Beginning with the first line of the data below, reproduce every line unchanged, ending with the line that holds "thanks, i removed the reëxport.".

*-*-*

PR #2545, opened 2026-07-15
convert the remaining build scripts to typescript

k-yle:
this was surprisingly easy, only a small number of runtime changes.

confirmed that the `īnterim` and `dist` folders are unchanged after running `npm run dist translations`


tordans (commented):
How should we go about the many `as` ind the code? Look into cleaning them now or later or never?

And is the re-export really needed?

k-yle:
thanks, i removed the reëxport. 

for the remaining typecasts, i have no good solution:
- most are due to fundamental limitations like `for...in` or `Object.keys()` always returning `string[]`
- the types from transifex's SDK is also quite limited and somewhat wrong
- the rest could be fixed, but the diff would be huge, and so far this PR has managed to convert everything with close to 0 runtime changes

matkoniecz:
> but the diff would be huge, and so far this PR has managed to convert everything with close to 0 runtime changes

diff as in code changed by this PR or would it introduce changes in output?

k-yle:
> diff as in code changed by this PR

yeah, this. either way it's not a big deal, i've just been trying to implement these typescript PRs without changing any actual javascript runtime logic, if possible

matkoniecz:
I feel a bit bad about merging this without getting it as good review as it deserves (not TS expert) but can we get one? I guess I can try to summon @tyrasd who definitely knows more...

scripts/lib/build.ts
```diff
@@ -776,11 +771,11 @@ function generateTaginfo(presets, fields, deprecated, discarded, tstrings, proje
 
   taginfo.tags.forEach(elem => {
     if (elem.description) {
-      elem.description = elem.description.join(', ');
+      elem.description = elem.description.join(', ') as never;
```
tyrasd: 🤔 wouldn't it be clearer / "more honest" if we work around it like the following?

```suggestion
      // @ts-expect-error -- assign string to string[]
      elem.description = elem.description.join(', ');
```

scripts/lib/types.def.ts
```diff
@@ -1,7 +1,15 @@
...
+import type * as Taginfo from 'taginfo-projects';
+import type { Field, Preset, PresetCategory } from '../../dist';
 
 export type * from '../../dist';
 
+/**
+ * this library doesn't follow the type-definitions strictly, it uses `string[]` instead
+ * of `string` for the description field.
+ */
+export type TaginfoTag = Omit<Taginfo.Tag, 'description'> & { description?: string[] };
```
tyrasd: wouldn't either of the following two approaches work too?

```suggestion
export type TaginfoTag = Omit<Taginfo.Tag, 'description'> & { description?: string[] | string };
```

```suggestion
export type TaginfoTag = Taginfo.Tag & { _descriptions?: string[] };
```

k-yle: good idea, done

matkoniecz:
@k-yle 

:(

k-yle:
conflicts fixed again

matkoniecz (approved):

PR #2546, opened 2026-07-15
Fix build script on Windows assuming path separator for Regex

RudyTheDev:
So the issue is in `build.js`: 
* `fs.globSync` returns OS-preferred separator (`/` or `\`)
* `.match` Regex pattern assumes `/` path separator

The result is that stuff like `npm test` or `npm run build` throws an exception on Windows because Regex match fails. (Specifically, trying to get the `[1]` capture group throws on a null Regex result.)

<details>

<summary>Previous version</summary>

<s>The fix just always replaces `\` with `/` for the glob's resulting file path used in Regex in `generateFields()` and `generatePresets()`.

An alternative would be to use proper file/path functions to strip the top folders and file extension instead of Regex. I don't think it makes any functional difference, but arguably adds more complexity and multiple function calls. And this would just end up having `\` in ids on Windows, which doesn't make anything cleaner in the end.

Technically, `generateCategories()` also does a glob and will end up with `\` slashes, but it doesn't parse/Regex them, so it's not affected on Windows, so I didn't alter that one.

I also thought about adding a current `os.platform()` check, but no other script uses `os`, so I didn't want to import it (although I see some packages use it). And since this is a build-only script, there's probably no need to complicate it.</s>

</details>

The fix passes the path and leading folder used in `generateFields()` , `generatePresets()` and `generateCategories()` to a new "standardized" `extractIdFromPath()` function, which then generates the id using proper path functions to strip the leading folder, strip extensions, strip underscores and normalize to posix path separator. So Regex with hard-coded path separator is avoided. And all three functions now use a common function.

So on *nix this would work like this:
Preset `data/presets/addr/_interpolation.json` to id `addr/interpolation`

While on Windows it would work like this:
Preset `data\presets\addr\_interpolation.json` to id `addr/interpolation`

I checked the output from before and after and it produces the exact same results for all 2491 category, preset and field ids.

### DIFF
--- a/scripts/lib/build.js
+++ b/scripts/lib/build.js
@@ -240,13 +240,13 @@ function validateSchema(file, instance, schema) {
 function generateCategories(dataDir, tstrings) {
   let categories = {};
 
-  fs.globSync(dataDir + '/preset_categories/*.json', {
-    posix: true,
-  }).forEach(file => {
+  const categoriesDir = path.posix.join(dataDir, 'preset_categories');
+  fs.globSync(categoriesDir + '/*.json').forEach(file => {
     let category = read(file);
+    const id = 'category-' + extractIdFromPath(categoriesDir, file);
+
     validateSchema(file, category, categorySchema);
 
-    let id = 'category-' + path.basename(file, '.json');
     tstrings.categories[id] = { name: category.name };
     delete category.name;
 
@@ -260,11 +260,10 @@ function generateCategories(dataDir, tstrings) {
 function generateFields(dataDir, tstrings, searchableFieldIDs, references) {
   let fields = {};
 
-  fs.globSync(dataDir + '/fields/**/*.json', {
-    posix: true,
-  }).forEach(file => {
+  const fieldsDir = path.posix.join(dataDir, 'fields');
+  fs.globSync(fieldsDir + '/**/*.json').forEach(file => {
     let field = read(file);
-    let id = stripLeadingUnderscores(file.match(/fields\/([^.]*)\.json/)[1]);
+    const id = extractIdFromPath(fieldsDir, file);
 
     validateSchema(file, field, fieldSchema);
 
@@ -335,10 +334,21 @@ function generateFields(dataDir, tstrings, searchableFieldIDs, references) {
 }
 
 
-function stripLeadingUnderscores(str) {
-  return str.split('/')
-    .map(s => s.replace(/^_/,''))
-    .join('/');
+/**
+ * @example `data/presets/addr/_interpolation.json` -> `addr/interpolation`
+ */
+function extractIdFromPath(parentDir, file) {
+  // Strip the leading directory
+  const relativePath = path.relative(parentDir, file);
+  const dirName = path.posix.dirname(relativePath);
+  // Strip the extension, i.e. `.json`
+  const extension = path.extname(relativePath);
+  const fileName = path.posix.basename(relativePath, extension);
+  // Build the id from only the subdirectories and base file name
+  const id = path.posix.join(dirName, fileName);
+  // Remove leading underscores from any directory or file name
+  // Also enforce posix path separator '/' in case the path was with Windows '\' path separator
+  return path.posix.join(...id.split(path.sep).map(s => s.replace(/^_/, '')));
 }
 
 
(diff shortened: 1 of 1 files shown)


scripts/lib/build.js
```diff
@@ -266,6 +264,7 @@ function generateFields(dataDir, tstrings, searchableFieldIDs, references) {
     posix: true,
   }).forEach(file => {
     let field = read(file);
+    file = file.replace(/\\/g, '/'); // potentially replace Windows path separator '\' with *nix '/' since we want to Regex it
```
matkoniecz:
```suggestion
    file = file.replace(/\\/g, '/'); // useful on Windows - replaces '\' path separator with standard *nix '/' since we want to Regex it
```

scripts/lib/build.js
```diff
@@ -363,6 +352,7 @@ function generatePresets(dataDir, tstrings, searchableFieldIDs, listReusedIcons,
     posix: true,
   }).forEach(file => {
     let preset = read(file);
+    file = file.replace(/\\/g, '/'); // potentially replace Windows path separator '\' with *nix '/' since we want to Regex it
```
matkoniecz:
```suggestion
    file = file.replace(/\\/g, '/'); // useful on Windows - replaces '\' path separator with standard *nix '/' since we want to Regex it
```

scripts/lib/build.js
matkoniecz: at least for me something like this is clearer...

not demanding such change, but lets see what others think

RudyTheDev: Yeah, it looks fine. I didn't spend too long thinking about the comment wording since nothing else is commented there anyway.

Only point is that it's not "useful", but required. Useful implies you don't have to do it.

matkoniecz:
Lets wait for @k-yle - maybe they know smarter way to do this.

But otherwise looks like a good idea. Maybe we should document somewhere that `/` and `\` are not supposed to be in text part of identifiers? (if not documented already)

matkoniecz:
@RudyTheDev and thanks for testing on exotic OS :)

RudyTheDev:
> Maybe we should document somewhere that `/` and `\` are not supposed to be in text part of identifiers?

These values are from file names, so neither `/` or `\` (or any other disallowed/special path characters) are possible without completely breaking the repo checkout (at least on Windows). The `/` in the final id only comes from the json file being in a subfolder like:

File `data/fields/water.json` to id `water`
File `data/fields/tower/platforms.json` to id `tower/platforms`
File `data/fields/railway/signal/position.json` to id `railway/signal/position`
etc.

matkoniecz:
Well, `\` is entirely allowed on ext4 filesystems. The same as newlines, `*` or `?` etc. 

screen-2026-07-15-16-58-53


actual filename

RudyTheDev:
Yes, you can technically do it, but once you do that, you cannot check out the repo on Windows at all. Hence, as I said, "[not] possible without completely breaking the repo checkout (at least on Windows)".

matkoniecz:
And we definitely want to prevent also that :)

scripts/lib/build.js
```diff
@@ -266,6 +264,7 @@ function generateFields(dataDir, tstrings, searchableFieldIDs, references) {
     posix: true,
   }).forEach(file => {
     let field = read(file);
+    file = file.replace(/\\/g, '/'); // required on Windows - replaces '\' path separator with standard *nix '/' since we want to Regex it
```
k-yle: this works fine, but it might be more idiomatic to use node's builtin API. something like this:

```suggestion
    file = path.posix.join(...file.split(path.sep));
```

scripts/lib/build.js
```diff
@@ -266,6 +264,7 @@ function generateFields(dataDir, tstrings, searchableFieldIDs, references) {
     posix: true,
```
k-yle: we should remove this `{ posix: true }` option everywhere, since it's misleading. this option is invalid and does nothing. that's how this bug got introduced in the first place. 
```suggestion
```

k-yle (commented):
the 2 suggestions inline are untested, i don't have access to a windows laptop this week sorry. so feel free to ignore these comments

RudyTheDev:
@k-yle I went ahead and rewrote the approach. Please see the new PR description.

I feel like if this is going to use path functions to change the path separator, then it may as well do the whole id generation properly with OS-independent path functions from start to finish and avoid the Regex completely while having a standard approach for all three functions. So this also makes that `posix: true` unnecessary (not that it apparently worked).

I don't know if anything I did needs TS changes for #2545.

scripts/lib/build.js
RudyTheDev: Oooh, so that's what that does, I didn't realize. I guess it's not functional anymore for some reason? Anyway, I removed these in the new proposed version.

k-yle (approved):
thanks for the PR. i don't mind what approach we use (this or the original one)

tested on windows and confirmed that it worked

*-*-*

_Solution_.
PR #2545, opened 2026-07-15
convert the remaining build scripts to typescript

k-yle:
this was surprisingly easy, only a small number of runtime changes.

confirmed that the `īnterim` and `dist` folders are unchanged after running `npm run dist translations`


tordans (commented):
How should we go about the many `as` ind the code? Look into cleaning them now or later or never?

And is the re-export really needed?

k-yle:
thanks, i removed the reëxport. 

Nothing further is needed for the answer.